PR #143, opened 2024-08-14
VAULT-29787 - Create dynamic secrets

mercedesbh:
This PR adds the create command for hvs apps for ticket https://hashicorp.atlassian.net/browse/VAULT-29787

### How I've tested this PR:
Ran 1make go/build1 to manually test local changes, and added unit tests.

1. Checkout this branch
2. Run `make go/build`
3. Create a rotating secret `./bin/hcp vault-secrets secrets create {SECRET_NAME} --secret-type dynamic --data-file "/path/to/file/config.yaml"`

Screenshot 2024-08-29 at 3 20 10 PM

### Checklist:

### DIFF
--- a/internal/commands/vaultsecrets/secrets/create.go
+++ b/internal/commands/vaultsecrets/secrets/create.go
@@ -7,19 +7,16 @@ import (
 	"context"
 	"errors"
 	"fmt"
+	"github.com/hashicorp/hcp/internal/commands/vaultsecrets/integrations"
+	"github.com/mitchellh/mapstructure"
+	"gopkg.in/yaml.v3"
 	"io"
 	"os"
 	"slices"
 
-	"github.com/mitchellh/mapstructure"
-	"github.com/posener/complete"
-	"golang.org/x/exp/maps"
-	"gopkg.in/yaml.v3"
-
 	preview_secret_service "github.com/hashicorp/hcp-sdk-go/clients/cloud-vault-secrets/preview/2023-11-28/client/secret_service"
 	preview_models "github.com/hashicorp/hcp-sdk-go/clients/cloud-vault-secrets/preview/2023-11-28/models"
 	"github.com/hashicorp/hcp-sdk-go/clients/cloud-vault-secrets/stable/2023-06-13/client/secret_service"
-	"github.com/hashicorp/hcp/internal/commands/vaultsecrets/integrations"
 	"github.com/hashicorp/hcp/internal/commands/vaultsecrets/secrets/appname"
 	"github.com/hashicorp/hcp/internal/pkg/cmd"
 	"github.com/hashicorp/hcp/internal/pkg/flagvalue"
@@ -27,6 +24,8 @@ import (
 	"github.com/hashicorp/hcp/internal/pkg/heredoc"
 	"github.com/hashicorp/hcp/internal/pkg/iostreams"
 	"github.com/hashicorp/hcp/internal/pkg/profile"
+	"github.com/posener/complete"
+	"golang.org/x/exp/maps"
 )
 
 type SecretType string
@@ -198,7 +197,6 @@ func createRun(opts *CreateOpts) error {
 
 		switch sc.Type {
 		case integrations.Twilio:
-
 			req := preview_secret_service.NewCreateTwilioRotatingSecretParamsWithContext(opts.Ctx)
 			req.OrganizationID = opts.Profile.OrganizationID
 			req.ProjectID = opts.Profile.ProjectID
--- a/internal/commands/vaultsecrets/secrets/create.go
+++ b/internal/commands/vaultsecrets/secrets/create.go
@@ -7,16 +7,19 @@ import (
 	"context"
 	"errors"
 	"fmt"
-	"github.com/hashicorp/hcp/internal/commands/vaultsecrets/integrations"
-	"github.com/mitchellh/mapstructure"
-	"gopkg.in/yaml.v3"
 	"io"
 	"os"
 	"slices"
 
+	"github.com/mitchellh/mapstructure"
+	"github.com/posener/complete"
+	"golang.org/x/exp/maps"
+	"gopkg.in/yaml.v3"
+
 	preview_secret_service "github.com/hashicorp/hcp-sdk-go/clients/cloud-vault-secrets/preview/2023-11-28/client/secret_service"
 	preview_models "github.com/hashicorp/hcp-sdk-go/clients/cloud-vault-secrets/preview/2023-11-28/models"
 	"github.com/hashicorp/hcp-sdk-go/clients/cloud-vault-secrets/stable/2023-06-13/client/secret_service"
+	"github.com/hashicorp/hcp/internal/commands/vaultsecrets/integrations"
 	"github.com/hashicorp/hcp/internal/commands/vaultsecrets/secrets/appname"
 	"github.com/hashicorp/hcp/internal/pkg/cmd"
 	"github.com/hashicorp/hcp/internal/pkg/flagvalue"
@@ -24,8 +27,6 @@ import (
 	"github.com/hashicorp/hcp/internal/pkg/heredoc"
 	"github.com/hashicorp/hcp/internal/pkg/iostreams"
 	"github.com/hashicorp/hcp/internal/pkg/profile"
-	"github.com/posener/complete"
-	"golang.org/x/exp/maps"
 )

★ ★ ★

## [ASSIGNMENT]
Nothing in the records may change; output all of them exactly.

## [TASK ANSWER]
PR #143, opened 2024-08-14
VAULT-29787 - Create dynamic secrets

mercedesbh:
This PR adds the create command for hvs apps for ticket https://hashicorp.atlassian.net/browse/VAULT-29787

### How I've tested this PR:
Ran 1make go/build1 to manually test local changes, and added unit tests.

1. Checkout this branch
2. Run `make go/build`
3. Create a rotating secret `./bin/hcp vault-secrets secrets create {SECRET_NAME} --secret-type dynamic --data-file "/path/to/file/config.yaml"`

Screenshot 2024-08-29 at 3 20 10 PM

### Checklist:

### DIFF
--- a/internal/commands/vaultsecrets/secrets/create.go
+++ b/internal/commands/vaultsecrets/secrets/create.go
@@ -7,19 +7,16 @@ import (
 	"context"
 	"errors"
 	"fmt"
+	"github.com/hashicorp/hcp/internal/commands/vaultsecrets/integrations"
+	"github.com/mitchellh/mapstructure"
+	"gopkg.in/yaml.v3"
 	"io"
 	"os"
 	"slices"
 
-	"github.com/mitchellh/mapstructure"
-	"github.com/posener/complete"
-	"golang.org/x/exp/maps"
-	"gopkg.in/yaml.v3"
-
 	preview_secret_service "github.com/hashicorp/hcp-sdk-go/clients/cloud-vault-secrets/preview/2023-11-28/client/secret_service"
 	preview_models "github.com/hashicorp/hcp-sdk-go/clients/cloud-vault-secrets/preview/2023-11-28/models"
 	"github.com/hashicorp/hcp-sdk-go/clients/cloud-vault-secrets/stable/2023-06-13/client/secret_service"
-	"github.com/hashicorp/hcp/internal/commands/vaultsecrets/integrations"
 	"github.com/hashicorp/hcp/internal/commands/vaultsecrets/secrets/appname"
 	"github.com/hashicorp/hcp/internal/pkg/cmd"
 	"github.com/hashicorp/hcp/internal/pkg/flagvalue"
@@ -27,6 +24,8 @@ import (
 	"github.com/hashicorp/hcp/internal/pkg/heredoc"
 	"github.com/hashicorp/hcp/internal/pkg/iostreams"
 	"github.com/hashicorp/hcp/internal/pkg/profile"
+	"github.com/posener/complete"
+	"golang.org/x/exp/maps"
 )
 
 type SecretType string
@@ -198,7 +197,6 @@ func createRun(opts *CreateOpts) error {
 
 		switch sc.Type {
 		case integrations.Twilio:
-
 			req := preview_secret_service.NewCreateTwilioRotatingSecretParamsWithContext(opts.Ctx)
 			req.OrganizationID = opts.Profile.OrganizationID
 			req.ProjectID = opts.Profile.ProjectID
--- a/internal/commands/vaultsecrets/secrets/create.go
+++ b/internal/commands/vaultsecrets/secrets/create.go
@@ -7,16 +7,19 @@ import (
 	"context"
 	"errors"
 	"fmt"
-	"github.com/hashicorp/hcp/internal/commands/vaultsecrets/integrations"
-	"github.com/mitchellh/mapstructure"
-	"gopkg.in/yaml.v3"
 	"io"
 	"os"
 	"slices"
 
+	"github.com/mitchellh/mapstructure"
+	"github.com/posener/complete"
+	"golang.org/x/exp/maps"
+	"gopkg.in/yaml.v3"
+
 	preview_secret_service "github.com/hashicorp/hcp-sdk-go/clients/cloud-vault-secrets/preview/2023-11-28/client/secret_service"
 	preview_models "github.com/hashicorp/hcp-sdk-go/clients/cloud-vault-secrets/preview/2023-11-28/models"
 	"github.com/hashicorp/hcp-sdk-go/clients/cloud-vault-secrets/stable/2023-06-13/client/secret_service"
+	"github.com/hashicorp/hcp/internal/commands/vaultsecrets/integrations"
 	"github.com/hashicorp/hcp/internal/commands/vaultsecrets/secrets/appname"
 	"github.com/hashicorp/hcp/internal/pkg/cmd"
 	"github.com/hashicorp/hcp/internal/pkg/flagvalue"
@@ -24,8 +27,6 @@ import (
 	"github.com/hashicorp/hcp/internal/pkg/heredoc"
 	"github.com/hashicorp/hcp/internal/pkg/iostreams"
 	"github.com/hashicorp/hcp/internal/pkg/profile"
-	"github.com/posener/complete"
-	"golang.org/x/exp/maps"
 )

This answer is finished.